• **TASK DIRECTIONS**:
Scan the records beneath this line for the line holding "- install all extra required packages and" and the line holding "feipenghe: It requires", then transcribe exactly those two and all lines between.

• **SUPPLIED INFORMATION**:

*-*-*

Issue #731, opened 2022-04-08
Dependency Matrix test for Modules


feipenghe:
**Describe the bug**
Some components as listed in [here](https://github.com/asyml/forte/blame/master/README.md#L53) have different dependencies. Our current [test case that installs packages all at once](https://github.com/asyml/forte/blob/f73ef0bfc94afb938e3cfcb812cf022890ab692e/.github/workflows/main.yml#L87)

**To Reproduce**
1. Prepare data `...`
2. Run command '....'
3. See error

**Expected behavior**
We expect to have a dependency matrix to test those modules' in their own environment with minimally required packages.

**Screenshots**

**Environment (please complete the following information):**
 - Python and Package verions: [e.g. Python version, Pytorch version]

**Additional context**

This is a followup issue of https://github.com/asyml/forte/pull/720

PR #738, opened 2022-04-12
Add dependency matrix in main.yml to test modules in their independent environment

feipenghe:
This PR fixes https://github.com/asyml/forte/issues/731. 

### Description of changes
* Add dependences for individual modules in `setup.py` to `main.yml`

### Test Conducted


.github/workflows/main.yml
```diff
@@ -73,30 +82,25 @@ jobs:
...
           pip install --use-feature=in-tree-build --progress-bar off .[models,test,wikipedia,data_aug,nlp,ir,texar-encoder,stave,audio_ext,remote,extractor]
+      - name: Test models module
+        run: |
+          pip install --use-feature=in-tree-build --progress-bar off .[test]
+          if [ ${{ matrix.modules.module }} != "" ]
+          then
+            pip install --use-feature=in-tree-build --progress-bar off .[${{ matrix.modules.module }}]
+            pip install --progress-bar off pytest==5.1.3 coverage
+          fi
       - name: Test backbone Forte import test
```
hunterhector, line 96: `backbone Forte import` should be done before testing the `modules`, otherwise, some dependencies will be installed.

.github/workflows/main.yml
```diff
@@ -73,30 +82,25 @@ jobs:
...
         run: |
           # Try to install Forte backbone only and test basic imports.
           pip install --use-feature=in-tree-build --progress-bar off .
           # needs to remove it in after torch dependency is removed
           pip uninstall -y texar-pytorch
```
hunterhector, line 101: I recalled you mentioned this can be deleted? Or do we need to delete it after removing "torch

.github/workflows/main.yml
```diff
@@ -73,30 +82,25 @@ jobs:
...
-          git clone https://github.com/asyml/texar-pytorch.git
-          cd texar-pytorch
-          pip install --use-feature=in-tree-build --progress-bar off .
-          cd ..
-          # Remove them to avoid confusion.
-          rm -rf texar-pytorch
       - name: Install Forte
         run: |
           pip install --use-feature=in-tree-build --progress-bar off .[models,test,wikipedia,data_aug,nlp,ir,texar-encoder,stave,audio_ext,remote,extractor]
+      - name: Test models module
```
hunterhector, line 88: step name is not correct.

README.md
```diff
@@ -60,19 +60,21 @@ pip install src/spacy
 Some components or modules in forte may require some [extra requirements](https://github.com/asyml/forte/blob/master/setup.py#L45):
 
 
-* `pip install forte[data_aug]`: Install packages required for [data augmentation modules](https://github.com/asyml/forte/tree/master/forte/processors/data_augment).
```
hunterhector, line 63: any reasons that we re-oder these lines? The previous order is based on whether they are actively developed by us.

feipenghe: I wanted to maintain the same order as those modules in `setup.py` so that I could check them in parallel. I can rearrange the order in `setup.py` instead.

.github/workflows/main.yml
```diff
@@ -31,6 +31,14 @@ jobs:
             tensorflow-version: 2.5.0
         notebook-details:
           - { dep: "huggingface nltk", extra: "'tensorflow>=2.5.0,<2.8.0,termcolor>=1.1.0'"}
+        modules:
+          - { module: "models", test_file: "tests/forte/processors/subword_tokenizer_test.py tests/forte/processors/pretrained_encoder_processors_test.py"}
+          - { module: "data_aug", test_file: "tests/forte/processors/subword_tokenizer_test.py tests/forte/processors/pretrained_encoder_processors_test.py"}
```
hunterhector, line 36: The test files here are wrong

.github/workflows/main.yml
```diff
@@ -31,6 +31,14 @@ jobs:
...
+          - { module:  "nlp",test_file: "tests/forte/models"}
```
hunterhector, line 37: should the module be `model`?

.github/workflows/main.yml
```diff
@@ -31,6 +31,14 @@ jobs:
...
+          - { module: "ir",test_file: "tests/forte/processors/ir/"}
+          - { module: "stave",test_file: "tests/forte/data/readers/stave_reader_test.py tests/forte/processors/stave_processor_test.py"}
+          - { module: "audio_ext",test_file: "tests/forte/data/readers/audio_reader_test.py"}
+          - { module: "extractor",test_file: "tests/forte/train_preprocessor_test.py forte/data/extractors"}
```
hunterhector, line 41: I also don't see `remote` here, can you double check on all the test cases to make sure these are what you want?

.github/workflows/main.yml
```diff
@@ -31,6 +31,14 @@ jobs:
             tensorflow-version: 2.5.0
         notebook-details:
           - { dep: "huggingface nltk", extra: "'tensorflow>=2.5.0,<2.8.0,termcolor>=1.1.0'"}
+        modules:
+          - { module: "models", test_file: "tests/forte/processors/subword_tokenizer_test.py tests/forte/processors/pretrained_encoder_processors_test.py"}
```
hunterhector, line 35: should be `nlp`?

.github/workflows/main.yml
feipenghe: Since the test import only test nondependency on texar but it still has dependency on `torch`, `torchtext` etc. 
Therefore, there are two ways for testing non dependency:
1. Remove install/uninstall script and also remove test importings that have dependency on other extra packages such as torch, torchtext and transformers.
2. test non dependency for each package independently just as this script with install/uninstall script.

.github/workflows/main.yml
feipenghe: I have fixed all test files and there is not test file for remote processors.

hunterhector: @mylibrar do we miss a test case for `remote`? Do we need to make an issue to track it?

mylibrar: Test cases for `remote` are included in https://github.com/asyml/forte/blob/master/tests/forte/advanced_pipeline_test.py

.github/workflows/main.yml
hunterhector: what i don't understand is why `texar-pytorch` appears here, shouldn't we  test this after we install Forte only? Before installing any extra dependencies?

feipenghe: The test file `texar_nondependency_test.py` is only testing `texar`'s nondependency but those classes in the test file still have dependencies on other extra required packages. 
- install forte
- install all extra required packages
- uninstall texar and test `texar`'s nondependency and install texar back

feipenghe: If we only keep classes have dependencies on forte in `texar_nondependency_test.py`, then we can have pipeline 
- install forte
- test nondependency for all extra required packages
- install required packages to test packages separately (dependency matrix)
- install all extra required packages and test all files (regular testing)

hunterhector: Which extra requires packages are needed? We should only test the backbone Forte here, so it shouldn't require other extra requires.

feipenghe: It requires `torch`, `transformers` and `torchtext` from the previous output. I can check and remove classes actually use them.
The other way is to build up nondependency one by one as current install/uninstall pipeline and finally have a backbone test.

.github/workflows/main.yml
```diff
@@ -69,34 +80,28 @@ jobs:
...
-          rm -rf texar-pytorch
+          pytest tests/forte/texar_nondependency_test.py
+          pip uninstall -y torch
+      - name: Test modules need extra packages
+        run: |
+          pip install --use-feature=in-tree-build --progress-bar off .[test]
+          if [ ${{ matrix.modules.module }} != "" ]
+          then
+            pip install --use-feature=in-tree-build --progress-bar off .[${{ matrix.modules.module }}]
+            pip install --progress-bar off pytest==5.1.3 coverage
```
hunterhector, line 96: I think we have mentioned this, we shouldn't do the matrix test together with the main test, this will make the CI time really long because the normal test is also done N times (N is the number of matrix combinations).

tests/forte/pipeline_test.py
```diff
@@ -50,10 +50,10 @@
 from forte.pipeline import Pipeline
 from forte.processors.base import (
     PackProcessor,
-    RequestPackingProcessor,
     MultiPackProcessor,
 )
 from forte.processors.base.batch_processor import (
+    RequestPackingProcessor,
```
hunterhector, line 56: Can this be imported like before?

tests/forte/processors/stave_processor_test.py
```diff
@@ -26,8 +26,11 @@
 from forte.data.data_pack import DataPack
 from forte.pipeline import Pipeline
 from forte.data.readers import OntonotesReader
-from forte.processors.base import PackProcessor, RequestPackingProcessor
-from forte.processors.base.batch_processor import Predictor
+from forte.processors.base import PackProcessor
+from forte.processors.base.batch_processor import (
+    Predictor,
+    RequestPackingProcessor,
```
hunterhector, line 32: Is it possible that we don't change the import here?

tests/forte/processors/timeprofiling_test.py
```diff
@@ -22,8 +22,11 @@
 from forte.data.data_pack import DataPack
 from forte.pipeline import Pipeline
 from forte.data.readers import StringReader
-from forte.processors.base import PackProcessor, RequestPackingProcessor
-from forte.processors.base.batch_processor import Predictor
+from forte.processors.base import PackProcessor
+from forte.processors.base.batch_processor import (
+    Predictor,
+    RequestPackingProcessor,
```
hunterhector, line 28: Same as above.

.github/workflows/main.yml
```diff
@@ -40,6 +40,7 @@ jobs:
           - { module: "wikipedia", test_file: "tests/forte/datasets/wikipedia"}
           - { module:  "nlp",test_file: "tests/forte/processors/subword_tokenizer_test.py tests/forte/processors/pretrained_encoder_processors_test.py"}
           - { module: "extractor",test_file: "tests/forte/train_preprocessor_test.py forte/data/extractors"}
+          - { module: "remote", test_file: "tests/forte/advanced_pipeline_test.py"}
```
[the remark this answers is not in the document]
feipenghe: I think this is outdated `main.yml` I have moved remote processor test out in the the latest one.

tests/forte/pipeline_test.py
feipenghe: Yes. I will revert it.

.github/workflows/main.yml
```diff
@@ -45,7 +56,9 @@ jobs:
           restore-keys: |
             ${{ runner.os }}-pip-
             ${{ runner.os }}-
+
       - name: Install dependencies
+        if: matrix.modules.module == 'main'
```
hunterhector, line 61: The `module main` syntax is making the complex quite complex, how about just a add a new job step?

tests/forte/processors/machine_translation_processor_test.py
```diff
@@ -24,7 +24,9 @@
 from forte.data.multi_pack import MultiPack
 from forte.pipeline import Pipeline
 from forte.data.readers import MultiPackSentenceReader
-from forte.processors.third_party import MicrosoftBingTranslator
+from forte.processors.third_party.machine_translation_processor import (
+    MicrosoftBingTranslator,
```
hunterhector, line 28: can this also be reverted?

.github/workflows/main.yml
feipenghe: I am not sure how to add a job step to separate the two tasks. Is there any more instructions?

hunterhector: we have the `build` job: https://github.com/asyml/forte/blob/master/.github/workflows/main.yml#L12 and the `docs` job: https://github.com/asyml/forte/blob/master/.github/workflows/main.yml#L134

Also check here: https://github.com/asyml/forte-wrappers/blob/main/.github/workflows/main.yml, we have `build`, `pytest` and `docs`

*-*-*

• **EXERCISE RESULT**:
- install all extra required packages and test all files (regular testing)

hunterhector: Which extra requires packages are needed? We should only test the backbone Forte here, so it shouldn't require other extra requires.

feipenghe: It requires `torch`, `transformers` and `torchtext` from the previous output. I can check and remove classes actually use them.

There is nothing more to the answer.